**WHAT IS EXPECTED:**
Which lines of the entries below contain the string "another"? Copy each one.

**MATERIALS PROVIDED:**
Issue #2019, opened 2024-10-09
Crash when using -g switch


willeke1234:
If I run GO with the -g switch (very useful in developing GUI) then GO crashes when I press a key and then press some drawstops. Steps to reproduce:
-Start GO with -g
-Load the demo organ
-Click on a key on the lower manual
-Click on Cornett III
-Click on Flute douce 4'

This is not a bug that regular users will encounter.

macOS Sequoia 15.0
GrandOrgue v3.15.1-1

[Crash.txt.zip](https://github.com/user-attachments/files/17304885/Crash.txt.zip)

oleg68:
The root case is GOReferencePipe becuse it's Initialize() has never been called.

PR #2038, opened 2024-11-08
Fixed crash of reference pipes with the "--gui-only" option https://github.com/GrandOrgue/grandorgue/issues/2019

oleg68:
Resolves: #2019

The reason of the crash was that GOReferencePipe internal structures were set up during the ``Initialise()`` call that was skipped with `--gui-only`.

This PR
- Introduces the new class GOReferencingObject that may refer to another objects that might be loaded from the ODF in any order.
- It's subclass should implement the `OnResolvingReferences` method where it should actually finds another objects from the model because they all have already loaded from the ODF.
- GOOrganModel::Load calls ResolveReferences of all GOReferencingObject instances as the last step of ODF loading
- GOReferencePipe is now a subclass of GOReferencingObject. GOReferencePipe::OnResolvingReferences now sets up it's internal structures instead of GOReferencePipe::Initialize().
- GOReferencePipe is not more a subclass of GOCachedObject because it needs to read neither any files nor the cache

### DIFF
--- a/CHANGELOG.md
+++ b/CHANGELOG.md
@@ -1,3 +1,4 @@
+- Fixed crash of reference pipes with the "--justgui" option https://github.com/GrandOrgue/grandorgue/issues/2019
 - Fixed crash on attempt of loading an organ if it's files did not exist https://github.com/GrandOrgue/grandorgue/issues/1990
 - Fixed the sequencer "Save file" button not lightening after inserting or deleting a combination https://github.com/GrandOrgue/grandorgue/issues/2024
 - Fixed appearence, sizing and the scrollbar issues with the Stops window https://github.com/GrandOrgue/grandorgue/issues/1961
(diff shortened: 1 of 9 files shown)


larspalo:
@oleg68 I can still reliably crash GO started with -g switch when I:

- open/load any sample set with a tremulant
- activate tremulant
- then de-activate the tremulant to cause the crash

I've confirmed that the steps above work for among others Burea Church (2023), Jeux d'Orgues 2, Norrfjärden, Pitea MHS and Orgue de Pibrac so the issue seems to be related to synthetic tremulants, as for instance Bygdsiljum with a wave tremulant doesn't cause a crash.

oleg68:
@larspalo I fixed crash with a synth tremulant

larspalo (approved):

oleg68:

oleg68:

rousseldenis (approved):

PR #709, opened 2020-11-06
feat(ps5): add console and digital edition

mven:
### Description

- Add PS5 Console and PS5 Digital Edition support
- Add Walmart, Target stores


jef:
Sure! Sounds good to me. This list is quickly growing...

jef (approved):

happytambi:
It would be amazing if you could get the xbox support live before launch day on the 10th.  I'm super new to all of this, If someone can point me in the right direction Id be glad to give it a shot my self.  Thanks in advnace!

PR #715, opened 2020-11-07
feat(store): add ps5 to german stores

hiivin:
### Description

I added the PS5 to the German stores alternate, amazon-de, mediamarkt and saturn.

### Testing

Seemed to work fine:

Screenshot 1


jef (approved):
Looks good! Thanks!

Issue #694, opened 2020-11-05
Regression: Generate links for all stores


jef:
### Description

Currently, when `streetmerchant` starts up, links are generated for various stores. This behavior shouldn't happen if the user doesn't use those stores.

Refs:

- https://github.com/jef/streetmerchant/issues/683
- https://github.com/jef/streetmerchant/issues/691#issuecomment-722660867

### Possible solution

Make sure only links are generated for stores selected.

garza-utsa:
@jef I was able to get the develop branch searching again by disabling the amazon-uk store, there only seems to be three link entries in there (one test and two ps5 sony), it was causing a hang after displaying "Failed to parse card: PNY GeForce ..." error line.

Is there a reason why links are generated for stores not even selected in the first place (I'm in the US with only 'newegg,amazon,bestbuy' set in my stores.

garza:
@jef I was able to get the develop branch searching again by disabling the amazon-uk store, there only seems to be three link entries in there (one test and two ps5 sony), it was causing a hang after displaying "Failed to parse card: PNY GeForce ..." error line.

jef:
Yeah, this is part of the regression of building links. I haven't spent anytime working on it, but should be fixed in the near future! Thanks for the comment, it will be helpful.

taefighter:
Is there a workaround available for this? I have not been able to use streetmerchant for a few days because of this issue. I just get a 
"failed to parse..." error and the application stops.

garza:
@taefighter do a git pull on main, i haven't had a problem since Friday with the latest code

jef:
> Is there a workaround available for this? I have not been able to use streetmerchant for a few days because of this issue. I just get a
> "failed to parse..." error and the application stops.

This prohibit from the app from running at all. It just slows down and shows errors at startup.

taefighter:
> @taefighter do a git pull on main, i haven't had a problem since Friday with the latest code

Thank you for letting me know. I am still getting the parsing error at startup. However, what @jef said tells me I wasn't giving the app enough time to process. I am leaving it running for a while to see if it will work past the errors at the start. Thank you!

PR #719, opened 2020-11-07
feat(amazon): add more 3070s

vp-cshow:
### Description

Adds a few 3070s on amazon-us

NEW: 
Model for pny: xlr8 uprising
Model for asus: dual (there's two pages for this model at the moment, I went with the less sketchy looking one) 

### Testing

Only tested OOS logic, couldn't verify in-stock for obvious reasons

### Issues

~~I was running into some error logs for a PNY card, but it appears to be related to the e-buyer automatic link generation, who's logic doesn't apply to amazon cards~~ Unrelated issue per #694

### DIFF
--- a/src/store/model/amazon.ts
+++ b/src/store/model/amazon.ts
@@ -17,10 +17,59 @@ export const Amazon: Store = {
 	links: [
 		{
 			brand: 'test:brand',
-			cartUrl: 'https://www.amazon.com/gp/aws/cart/add.html?ASIN.1=B07TDN1SC5&Quantity.1=1',
+			cartUrl: 'https://www.amazon.com/gp/aws/cart/add.html?ASIN.1=B07TDN1SC5&Quantity.1=1:',
 			model: 'test:model',
 			series: 'test:series',
 			url: 'https://www.amazon.com/dp/B07TDN1SC5'
+		},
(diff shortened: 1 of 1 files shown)


src/store/model/amazon.ts
```diff
@@ -22,6 +22,55 @@ export const Amazon: Store = {
...
+			series: '3070',
+			url: 'https://www.amazon.com/dp/B08HBJB7YD'
+		},
+		{
+			brand: 'pny',
+			cartUrl: 'https://www.amazon.com/gp/aws/cart/add.html?ASIN.1=B08HBJB7YD&Quantity.1=1',
+			model: 'xlr8 uprising',
+			series: '3070',
+			url: 'https://www.amazon.com/dp/B08HBJB7YD'
+		},
```
jef, line 59:
```suggestion
```

Duplicate card from above

jef (changes requested):

src/store/model/amazon.ts
vp-cshow: Resolved, those two cards are on the same product page under different "styles". 🤦‍♂️

jef (approved):
Awesome! Thank you very much. Looks great!

PR #721, opened 2020-11-08
feat(store): add `arlt` and `amd-de`

hiivin:
### Description

I have added the store Arlt with some 3070s, 3080s, 3090s and the zen 3 processors. I have also added the german AMD as a store with the zen 3 processors.

### Testing

I tested the status check for Arlt and AMD-de and I tested the price recognition for Arlt with 3 and 4 digit numbers.

screenshot 1

screenshot 2

screenshot 3


jef (approved):
Awesome! Thank you very much!

PR #729, opened 2020-11-09
feat(galaxus): add zen 3

hiivin:
### Description

I fixed a typo in the Arlt store (5950x was labelled as 5900x) and I added the Galaxus (DE) store with the zen 3 links.

### Testing

I tested items that are in stock and items that are not in stock, as well as price recognition for 3-digit and 4-digit amounts.


jef (approved):
Thanks for making the fix and adding to the list!

PR #737, opened 2020-11-10
feat(target): add additional selector for 'ship it'

mven:
### Description

Add `Ship it` button selector to Target store


jef (approved):
Great! Thanks!

Issue #273, opened 2020-09-24
Possible to add function for two phon numbers?


jordanhgaytan:
Have two phones, one personal and one work phone. Would be awesome to have both be able to receive a notification!

Is this remotely possible?

jordanhgaytan:
spelling

geman220:
It's possible but it's going to be an extremely low priority in comparison to other enhancements unless someone wants to fork and add it.

adolfox:
@jef Is this still something you want to implement?  I was thinking of taking a crack at it.

adolfox:
I'm doing Hacktoberfest.  I need two more PRs :)

jef:
> I'm doing Hacktoberfest. I need two more PRs :)

Go for it! I don't mind having this in here. Makes sense to me.

adolfox:
So I was thinking that in order to keep the .env compatibility intact that I'd just extend on the current variables in the .env.  I was thinking that people that want multiple numbers, would just comma separate the list of number and then in the corresponding order, comma separate the carriers, something like:

PHONE_NUMBER="5121234567, 9876543987"
PHONE_CARRIER="tmobile,att"

Does that work for you?

jef:
Yep, I think that's great. No spaces between `,` (probably a typo), but that looks great. Perhaps we can also `trim()` these environment variables in the `envOr*()` functions.

adolfox:
Yeap, the space was a mistake.  Sounds good.  I'll get started on it.  And yeah, I'll trim() in case anyone includes spaces like I just did.

PR #446, opened 2020-10-04
feat: add ability to send SMS to multiple phone numbers with same or different carriers

adolfox:
### Description

Resolves #273 

You can now list multiple phone number in .env.  If only one carrier is listed, it'll use that one carrier for all phone numbers.  If more than one carrier is listed, the list of carriers has to be in the same order as the phone numbers listed.

### Testing

did a test with one number and one carrier, it passed

did a test with two numbers and one carrier, it passed
two_sms_sent-10-04 075044

did a test with two numbers and two carriers(the carriers were the same, but listed twice), it passed

did a test with three numbers, with spaces after the commans, and one carrier, it passed
test_with_three_numbers_and_spaces

test_with_three_numbers_and_spaces-2

did a test with three numbers, with spaces after the commas, and three carriers, with spaces after the commas, it passed
test_with_three_numbers_and_spaces_and_three_carriers_with_spaces

did a test for the warning if it's not one carrier and the number or carriers doesn't match the number of phone numbers.
warning_if_carrier_is_not_one_or_same_number_or_phone_numbers

did a test of just running the app for a few minutes, no issues.

PR #738, opened 2020-11-10
feat(notification): support for multiple phone numbers

benw25:
### Description

Fixes https://github.com/jef/streetmerchant/issues/273.
Update to stale pull request https://github.com/jef/streetmerchant/pull/446

Multiple carriers & phone numbers are now supported in the .env file.   Number of carriers must strictly match the number of phone numbers (documented in readme)

Error handling was changed a bit in sms.ts:
- if number of carriers does not match number of phones (even if one is 0), logger will warn
- if there is a difference in `carrier.length` or `number.length`, sendSms will say:
> (carrier) is not associated with a number

or
> (number) is not associated with a carrier
- phone.availableCarriers.has(carrier) has been moved to trigger a logging error inside of sendSms, and this logging function has been removed from generateAddress
- any of these above errors will continue and skip the rest of sendSms
- generateAddress now takes in a number and a carrier as arguments
- sendMail error callback now has the specific number & carrier to provide more info as to what happened

Misc changes were added to fix linting errors:
- `max-params: 0` (unlimited) to account for xo linting showing an error in `maxPrice` in logger.ts.  5 is more than the apparent default of 4.
- because templating was added, I removed the backslash in the error logging for 
> couldn't send sms
### Testing

- Tested multiple phone numbers & carriers (0 & 0, 1 & 1, 2 & 2), and mismatched combinations of the two (0 & 1, 1 & 0, ...etc.).
- Tested with carriers that do not match the list of availableCarriers (e.g. "goog")
- Tested with spaces in the envs, seems like this is already covered in the .trim in envOrArray
- All the above was run with `npm run test:notification`
- Ran the app with multiple numbers/carriers with no issues

### DIFF
--- a/src/notification/sms.ts
+++ b/src/notification/sms.ts
@@ -10,42 +10,55 @@ if (config.notifications.phone.number && !config.notifications.email.username) {
 
 const [email, phone] = [config.notifications.email, config.notifications.phone];
 
+if (phone.carrier.length !== phone.number.length) {
+	logger.warn('✖ the number of carriers must match the number of phone numbers');
+}
+
 export function sendSms(link: Link, store: Store) {
-	if (phone.number) {
-		logger.debug('↗ sending sms');
-		const carrier = phone.carrier;
+	for (let i = 0; i < Math.max(phone.number.length, phone.carrier.length); i++) {
+		const currentNumber = phone.number[i];
+		const currentCarrier = phone.carrier[i];
 
-		if (carrier && phone.availableCarriers.has(carrier)) {
-			const mailOptions: Mail.Options = {
-				attachments: link.screenshot ? [
-					{
-						filename: link.screenshot,
-						path: `./${link.screenshot}`
-					}
-				] : undefined,
-				from: email.username,
-				subject: Print.inStock(link, store, false, true),
-				text: link.cartUrl ? link.cartUrl : link.url,
-				to: generateAddress()
-			};
-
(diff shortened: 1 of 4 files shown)


jef:
> * `max-params: 0` (unlimited) to account for xo linting showing an error in `maxPrice` in logger.ts.  5 is more than the apparent default of 4.

Maybe this could be something more reasonable like `10` for now? I'll change that in a later PR. Thanks for updating :)

src/notification/sms.ts
```diff
@@ -10,42 +10,55 @@ if (config.notifications.phone.number && !config.notifications.email.username) {
...
+		const currentNumber = phone.number[i];
+		const currentCarrier = phone.carrier[i];
+
+		if (!currentNumber) {
+			logger.error(`✖ ${currentCarrier} is not associated with a number`);
+			continue;
+		} else if (!currentCarrier) {
+			logger.error(`✖ ${currentNumber} is not associated with a carrier`);
+			continue;
+		}
```
jef, line 28: Since we are doing the check on sizing in `sms.ts:13-15`, I'm not sure if this is needed.

jef (approved):
Great! I appreciate your work on fixing this. I really appreciate the help!

src/notification/sms.ts
jef: Oh, I see now. It's because it still allows the user to have misconfigured phone config.

PR #742, opened 2020-11-10
docs: add zen3 filter to `SHOW_ONLY_SERIES`

BaelfireNightshd:
docs: Added an example of how to add a zen3 cpu to the filter to the readme.

### Description

I noticed that I got the syntax for adding a Ryzen cpu to the filter wrong and thought the readme could use a subtle update to show how to do it. 

### Testing

N/A


jef (approved):
Makes sense to me. Sorry for the confusion :sweat_smile: Thanks!

PR #756, opened 2020-11-11
chore(pccomponentes): add ryzen cpus

Crstian19:


jef (changes requested):
Just run a `npm run lint:fix` and this should do it. Thanks!

jef (approved):
Great! Thank you!

PR #759, opened 2020-11-11
feat: add option to disable auto add to cart

njgreb:
### Description

As sites (like Best Buy) add various queueing methods, auto add to cart might not be wanted by all users.  Let this be disabled by env var.

### Testing

Tested against new egg with a known to be in stock item.


src/store/lookup.ts
```diff
@@ -117,7 +117,10 @@ async function lookupCard(
 	}
 
 	if (await lookupCardInStock(store, page, link)) {
-		const givenUrl = link.cartUrl ? link.cartUrl : link.url;
+		const givenUrl =
+			link.cartUrl && !envOrBoolean(process.env.DISABLE_ADD_TO_CART, false)
```
jef, line 121: I still think we should put this in config and export that rather than the `envOrBoolean`.

jef (changes requested):

src/store/lookup.ts
njgreb: Agreed, I also switch the env var to be a positive rather than a negative so I didn't have to use a ! in the ternary.  Reads cleaner in my book.

jef (approved):
Thank you very much!!! This is great.

PR #763, opened 2020-11-11
fix(walmart): ps5 digital url

jadenv:
### Description
`ps5 console` and `ps5 digital` models both incorrectly shared the same URL in the Walmart model.

This PR corrects `ps5 digital` URL to point to the correct product page.


mven:
FYI - the former link is the one being served on their PS5 promo page: https://www.walmart.com/cp/playstation-5/3475115

Most likely both versions serve the same content.

jef (approved):
Thanks!

PR #765, opened 2020-11-11
add amazon-fr

Zyde22:
Added amazon.fr.


jef:
How come you removed this? Seemed good to me!

PR #1106, opened 2025-03-03
Migrate docs to web-unified-docs

im2nguyen:
We are migrating the `terraform-plugin-*` documentation to a unified HashiCorp product documentation repository. As a result of this migration, the unified repo (`web-unified-docs`) will be the source of truth.

This PR adds a noticed to all existing MDX files in the original location so folks know where to contribute. We plan on deprecating and removing the files in `/website`.

### DIFF
--- a/website/README.md
+++ b/website/README.md
@@ -1,5 +1,8 @@
 # Terraform Documentation
 
+> [!IMPORTANT]  
+> **Documentation Update:** Product documentation previously located in `/website` has moved to the `hashicorp/web-unified-docs` repository, where all product documentation is now centralized. Please make contributions directly to `web-unified-docs`, since changes to `/website` in this repository will not appear on [developer.hashicorp.com](https://developer.hashicorp.com)
+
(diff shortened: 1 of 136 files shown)


RubenSandwich:
@im2nguyen just a reminder that we won't be merging this in during the trail period.

im2nguyen:
@RubenSandwich just confirmed with you on Slack and with Tony Vetter that we are going to merge this as part of the terraform-plugin-framework migration tomorrow AM

deniseyu (approved):

LeahMarieBush:
Do we want this as a comment in the mdx instead of as actual content? Just in case we need to roll back UDR for whatever reason

im2nguyen:
> Do we want this as a comment in the mdx instead of as actual content? Just in case we need to roll back UDR for whatever reason

It doesn't show in the preview if we do it as a comment in the MDX. If we need to rollback, we can do ctrl+f and replace all

LeahMarieBush (approved):

PR #1107, opened 2025-03-06
Resource Identity: Initial implementation + Schemas

austinvalle:
> Since Framework has so many files to update, I felt like this was a good breaking point for a first PR.

This PR implements the `tfprotov{5/6}.ProviderServerWithResourceIdentity` interface, for each RPC:
- `GetResourceIdentitySchemas`: This PR contains about 95% of the implementation with the external packages/internal attribute updates and tests. The missing piece is validation on list attribute (see below).
- `UpgradeResourceIdentity`: This RPC will be implemented in a separate PR
- All of the RPCs that are just adding the identity data to the request/response will be implemented in a separate PR, but they are all additional data, so ignoring them is fine for existing providers.

------------------------------

## Other related work for resource identity (coming soon)
- Adding identity data to request/response of all existing RPCs
- Validation logic for list attributes
- Import Resource RPC updates
- Upgrade Resource Identity implementation
- Changelogs
- Website documentation (separate repo)


internal/toproto6/getresourceidentityschemas_test.go
```diff
@@ -0,0 +1,367 @@
...
+						IdentityAttributes: []*tfprotov6.ResourceIdentitySchemaAttribute{
+							{
+								Name:              "test_attribute",
+								RequiredForImport: true,
+								Type:              tftypes.Bool,
+							},
+						},
+					},
+				},
+			},
```
ansgarm, line 150: This test looks identical to the one above – or am I lost in the code?
image

ansgarm: Seems like it's intentional though 🤔

internal/toproto6/identity_schema_attribute.go
```diff
@@ -0,0 +1,43 @@
...
+
+	identitySchemaAttribute := &tfprotov6.ResourceIdentitySchemaAttribute{
+		Name:              name,
+		RequiredForImport: a.IsRequiredForImport(),
+		OptionalForImport: a.IsOptionalForImport(),
+		Type:              a.GetType().TerraformType(ctx),
+
+		// Unlike other schema attributes, identity attributes only have a single description field which
+		// is assumed to be markdown. Both a.GetDescription() and a.GetMarkdownDescription() will return
+		// the same string, so we just chose one here.
```
ansgarm, line 38: ❤️

ansgarm (dismissed):
Nice work 👏 This is a lot of gruntwork, respect for going through it so meticulously!
I tried my best to find copy paste errors but you let me down here 😆💯

SBGoods (dismissed):

internal/toproto6/getresourceidentityschemas_test.go
austinvalle: You're correct they are definitely the same, and likely not both needed. The intention with these tests is to just check the mapping, but here it's impossible to define an attribute without the type, so they end up the same.

(honestly there is a ton of duplicated tests in FW, we'll probably clean this up in a year or two once they start annoying us lol)

PR #1112, opened 2025-03-14
Resource Identity: Add identity data to RPCs needed to store/read from state

austinvalle:
This PR allows a framework provider to store/read identity data for a managed resource (along with [`Terraform v1.12.0-alpha20250312`](https://github.com/hashicorp/terraform/releases/tag/v1.12.0-alpha20250312)). The RPCs implemented for this are `ReadResource` (`Read`), `PlanResourceChange`, and `ApplyResourceChange` (split in framework to `Create`/`Update`/`Delete`).

I left some intentional TODOs for pieces of work I wasn't 100% sure of that should be resolved before we release stable `v1.15.0`.

--------

Generally, the flow of data through the packages (using protocol v5 as an example, it's the same for v6):
- `proto5server` (implements the RPC in plugin-go) => `fromproto5` (maps request from plugin-go types to fwserver types)
- `proto5server` => `fwserver` (this is where any framework-specific logic is implemented for the RPC)
- `fwserver` => `resource` (the actual provider code for the resource, like aws or azurerm)
- `proto5server` => `toproto5` (maps response from fwserver types to plugin-go types)

--------

The other RPCs that are not needed to successfully test the happy path of `plan`/`apply` workflow, these will be implemented in follow-up PRs:
- `ImportResourceState`
- `MoveResourceState`
- `UpgradeResourceIdentity`


austinvalle:
Using the core alpha, storing identity via Read or Create looks like the follow:
image

No validation yet on the immutability of identity, but more to come there!

internal/fwserver/server_deleteresource.go
```diff
@@ -96,6 +98,17 @@ func (s *Server) DeleteResource(ctx context.Context, req *DeleteResourceRequest,
 		resp.Private = req.PlannedPrivate
 	}
 
+	// If the resource supports identity pre-populate a null value.
+	// TODO:ResourceIdentity: This should probably be prior identity, but we don't currently have that in the protocol.
```
ansgarm, line 102: should we / did you already mention this to core?

internal/fwserver/server_deleteresource_test.go
```diff
@@ -334,6 +353,114 @@ func TestServerDeleteResource(t *testing.T) {
...
+				},
+				IdentitySchema: testIdentitySchema,
+				ResourceSchema: testSchema,
+				Resource: &testprovider.Resource{
+					DeleteMethod: func(ctx context.Context, req resource.DeleteRequest, resp *resource.DeleteResponse) {
+						if resp.Identity == nil || !resp.Identity.Raw.IsNull() {
+							resp.Diagnostics.AddError(
+								"Unexpected resp.Identity",
+								"expected resp.Identity to be a null object of the schema type.",
+							)
```
ansgarm, line 376: Related to your comment above – I could see an ask of provider developers to be able to use identity to delete resources. At least once providers don't have to support the absence of identity support (i.e. older Terraform versions) anymore 🤔

ansgarm (approved):

SBGoods (approved):

rainkwan:
LGTM as well 👍🏽

bbasata (approved):

internal/fwserver/server_deleteresource_test.go
austinvalle: Yeah, I think that data should be populated regardless. Core still hasn't given us a strict definition of when the data will be what values, but it should be something at least 😆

**OUTPUT:**
- Introduces the new class GOReferencingObject that may refer to another objects that might be loaded from the ODF in any order.
- It's subclass should implement the `OnResolvingReferences` method where it should actually finds another objects from the model because they all have already loaded from the ODF.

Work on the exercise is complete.